Extracted material:
PR #6676, opened 2024-09-24
Improve workflow when manipulating `ImageData` (and other grids) dimensionality

GuillaumeBroggi:
### Overview

> [!NOTE]  
> This PR rationale was significantly updated since the initial post. See @user27182 comments below for details and discussions in #6678 and #6679 for a full overview.

`ImageData` filters do not modify singleton dimensions. For instance,
```python
tube = pv.Circle().extrude((0, 0, 0.1), capping=False)
binary_tube = tube.voxelize_binary_mask(dimensions=(10, 10, 1)).points_to_cells()
binary_tube.plot(jupyter_backend="notebook")
```
image

The rationale behind this behavior is that preserving dimensionality is useful when working with images. However, the `ImageData` structure is also useful to work with "image-like" data structures, such as regular meshes., that can benefit from a better handling of dimensionality.

For instance, obtaining a one-layer mesh from the previous example is possible with this PR. 

```python
tube = pv.Circle().extrude((0, 0, 0.1), capping=False)
binary_tube = tube.voxelize_binary_mask(dimensions=(10, 10, 1)).points_to_cells(dimensionality='3D')
binary_tube.plot(jupyter_backend="notebook")
```
image

```python
binary_tube.dimensionality
```
> 3

### Details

Work to complete: What is needed here is an exact transcription of the records above.

Output for this task:
PR #6676, opened 2024-09-24
Improve workflow when manipulating `ImageData` (and other grids) dimensionality

GuillaumeBroggi:
### Overview

> [!NOTE]  
> This PR rationale was significantly updated since the initial post. See @user27182 comments below for details and discussions in #6678 and #6679 for a full overview.

`ImageData` filters do not modify singleton dimensions. For instance,
```python
tube = pv.Circle().extrude((0, 0, 0.1), capping=False)
binary_tube = tube.voxelize_binary_mask(dimensions=(10, 10, 1)).points_to_cells()
binary_tube.plot(jupyter_backend="notebook")
```
image

The rationale behind this behavior is that preserving dimensionality is useful when working with images. However, the `ImageData` structure is also useful to work with "image-like" data structures, such as regular meshes., that can benefit from a better handling of dimensionality.

For instance, obtaining a one-layer mesh from the previous example is possible with this PR. 

```python
tube = pv.Circle().extrude((0, 0, 0.1), capping=False)
binary_tube = tube.voxelize_binary_mask(dimensions=(10, 10, 1)).points_to_cells(dimensionality='3D')
binary_tube.plot(jupyter_backend="notebook")
```
image

```python
binary_tube.dimensionality
```
> 3

### Details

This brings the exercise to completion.